I wrote in my initial review of the Atomic Backland Carbon that I was going to do some tinkering with the boot. Namely, I was interested to see if a different liner and the addition of a Booster strap would effectively bolster the forward flex and make it feel like the boot didn’t hit me so low on my leg.
With the help of the crew at Powder Hound, a Blister Recommended Shop in Girdwood, AK, I cooked the Backland’s shells, added Intuition Powerwrap LV liners, and threw on a Booster strap.
Since then, I’ve been skiing the boots in the Girdwood backcountry around Alyeska Resort and also around Turnagain Pass.
By cooking the shell and taking advantage of Atomic’s “Memory Fit” option, I was able to gain a few valuable millimeters in the lower shell. This allowed me to fit the bulkier (than the stock liners) Intuition Powerwrap LV liners, and took the pressure off a few small hotspots that I had noticed while using the stock liner in New Zealand.
Now that I’ve got the Intuition liner in place and have skied in them a few days, I plan to try another shell cook, this time with some strategic foam padding on my foot to even further fine tune the fit and gain a little more space in a few key areas.
Improved skiing performance is the whole reason I added the Intuition liner and Booster strap, and I’m pretty pleased with where I am now with these boots. They feel much taller and significantly more supportive—especially when I slide the Booster strap as far up onto the liner as I can before tightening it down. This gives the boot almost a “faux-progressive flex” from the elastic strap.
The tongue and cuff of the shell still hit my leg lower than I’d like, but the sensation is greatly reduced, and the boots are more comfortable and supportive when sinking into the front of the boot.
I should note that even with the Booster strap, the Backland is still a pretty harsh ride in hard bumpy snow, and the stiff, lightweight shell does not have much in the way of damping when things get rough. In soft or smooth snow, however, they continue to feel surprisingly powerful and stable for their weight, and are plenty of boot for most of the less aggressive powder skiing I’ve been doing lately.

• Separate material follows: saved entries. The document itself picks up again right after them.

PR #300, opened 2016-07-07
Reverse the order of stopping servers in ./sbin/snappy-stop-all.sh

rk-geode:

Currently the order of stopping servers is as specified in /conf/servers file. We use the same order during ./sbin/snappy-start-all.sh as well, as a result of this the last server stopped is also the last server started.
Changes made to stop the servers in reverse order as specified in /conf/servers.

## Patch testing
Verified changes with running snappy-start-all, snappy-stop-all and snappy-status-all .

## ReleaseNotes.txt changes

NA

## Other PRs 

No

### DIFF
--- a/cluster/sbin/snappy-nodes.sh
+++ b/cluster/sbin/snappy-nodes.sh
@@ -167,15 +167,30 @@ function startComponent() {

I’ve used my Dynafit TLT6’s with skis as big as my DPS Spoons, and I plan to do so soon with the Backland Carbon. I don’t anticipate any issues driving the big pow boards as long as it’s relatively soft or smooth out there.

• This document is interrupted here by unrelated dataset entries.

PR #301, opened 2016-07-08
[SNAP-822][SNAP-415] Changes related  to Insert into.. select from

SachinJanani:
-insert into select was failing if one of the table in query was column table this is due the change in the grammar which was causing queries releated to column table to be executed on store and were not routed to spark os change the grammar
 
## Patch testing
Added Unit tests to cover all the scenarios

## ReleaseNotes.txt changes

While the Booster straps may have added a small amount of weight to the boot due to the metal cam buckle, the boots still feel very light. The wrap liner does take away some of the forward and backward range of motion, but it’s a small difference, and there is still more than enough ROM for anything I do.
And because of the added comfort of the custom fit, I prefer the Intuition wrap liner set-up to the the stock liner even for uphill travel.

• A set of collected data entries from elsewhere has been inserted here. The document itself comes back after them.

PR #309, opened 2016-07-19
[SNAP 863] Initial snappydata interpreter for zeppelin and changes for starting interpreter along with lead

SachinJanani:
These PR contains the following changes:
* Zeppelin Snappydata and Snappydatasql interpreters
* Starting zepplein interpreter thread along with lead node
* Configurations related to zeppelin interpreters
* Configure Repl classloader for Dynamic class loading from zeppelin

## Patch testing
Manual tested interpreters from zeppelin.It works as required

## ReleaseNotes.txt changes
No .Document will be added in the related PR

## Other PRs 
No


cluster/src/main/java/org/apache/zeppelin/interpreter/SnappydataSqlZeppelinInterpreter.java
```diff
@@ -0,0 +1,235 @@
...
+import org.slf4j.Logger;
+import org.slf4j.LoggerFactory;
+
+import static org.apache.commons.lang.StringUtils.containsIgnoreCase;
+
+/**
+ * Snappydatasql interpreter used to connect snappydata cluster using jdbc for performing sql
+ * queries
+ * 
+ * @author sachin
```
rishitesh: remove author info.

cluster/src/main/java/org/apache/zeppelin/interpreter/SnappydataZeppelinInterpreter.java
```diff
@@ -0,0 +1,800 @@
+/*
```
rishitesh: Check the licensing info. I think both Apache and SnappyData license would be applicable here.

cluster/src/main/java/org/apache/zeppelin/interpreter/SnappydataZeppelinInterpreter.java
```diff
@@ -0,0 +1,800 @@
...
+import scala.tools.nsc.settings.MutableSettings;
+import scala.tools.nsc.settings.MutableSettings.BooleanSetting;
+import scala.tools.nsc.settings.MutableSettings.PathSetting;
+
+
+/**
+ * Most of the contents of this class is borrowed from Spark Interpreter in zeppelin
+ * https://github.com/apache/zeppelin/blob/master/spark/src/main/java/org/apache/zeppelin/spark/SparkInterpreter.java
+ */
+public class SnappydataZeppelinInterpreter extends Interpreter {
```
rishitesh: SnappyData is the convention instead of Snappydata.

cluster/src/main/scala/io/snappydata/impl/LeadImpl.scala
```diff
@@ -342,6 +354,23 @@ class LeadImpl extends ServerImpl with Lead with Logging {
...
+   * As discussed by default zeppelin interpreter will be enabled.User can disable it by
+   * setting "zeppelin.interpreter.enable" to false in leads conf file.User can also specify
+   * the port on which intrepreter should listen using  property zeppelin.interpreter.port
+   * @param bootProperties
+   */
+  private def checkAndStartZeppelinInterpreter(bootProperties: Properties): Unit = {
+    //As discussed ZeppelinRemoteInterpreter Server will be enabled by default.
+    if (bootProperties.getProperty(Constant.ENABLE_ZEPPELIN_INTERPRETER, "true").equals("true")) {
+      val port = bootProperties.getProperty(Constant.ZEPPELIN_INTERPRETER_PORT, "3768").toInt
+      val remoteInterpreterServer: SnappyRemoteInterpreterServer = new SnappyRemoteInterpreterServer(port)
```
rishitesh: Rather than calling it SnappyRemoteInterpreterServer can't we call it only SnappyInterpreterServer. As for lead node its not remote. Only for Zeppelin its remote.

cluster/src/main/resources/snappydata/interpreter-setting.json
```diff
@@ -0,0 +1,70 @@
+[
```
rishitesh: Can user change this file ? I guess not. Then why to keep in a Json file. Does Zeppelin mandates it ?

cluster/src/main/java/org/apache/zeppelin/interpreter/SnappydataSqlZeppelinInterpreter.java
```diff
@@ -0,0 +1,235 @@
...
+  public SnappydataSqlZeppelinInterpreter(Properties property) {
+    super(property);
+
+    new Thread() {
+      public void run() {
+        while (true) {
+          InterpreterContextRunner runner;
+          try {
+            runner = queue.take();
+            Thread.sleep(400);
```
rishitesh: Why this sleep is needed ?

cluster/src/main/java/org/apache/zeppelin/interpreter/SnappydataSqlZeppelinInterpreter.java
```diff
@@ -0,0 +1,235 @@
...
+          for (int i = 1; i < md.getColumnCount() + 1; i++) {
+            if (i > 1) {
+              msg.append(TAB);
+            }
+            msg.append(replaceReservedChars(isTableType, md.getColumnName(i)));
+          }
+          msg.append(NEWLINE);
+
+          int displayRowCount = 0;
+          while (resultSet.next() && displayRowCount < getMaxResult()) {
```
rishitesh: getMaxResult can be called once before the loop. It will avoid calling a  method multiple times.

cluster/build.gradle
```diff
@@ -203,3 +206,41 @@ shadowJar {
     )
   }
 }
+
+
+task generateSnappydataZeppelinInterpreterJar(type: Jar, dependsOn: compileScala) {
```
rishitesh: This task should be integrated with the task which generates our distribution. I don't remember exactly. Please check with Amogh.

As some of our readers suggested, the tongues have become gradually easier to insert and remove. I’m still not sure why they need to be so secure, but the process is getting easier with time. I still wish there was an option for a taller tongue and might look into modifying something to that effect.
I’ll do a Deep Dive comparison soon between the Atomic Backland Carbon and the Dynafit TLT6, but, so far, I’m quite impressed with the power and precision of the modified Backland Carbon. So if you decide you’d like a performance bump over the stock boot, I can highly recommend these additions.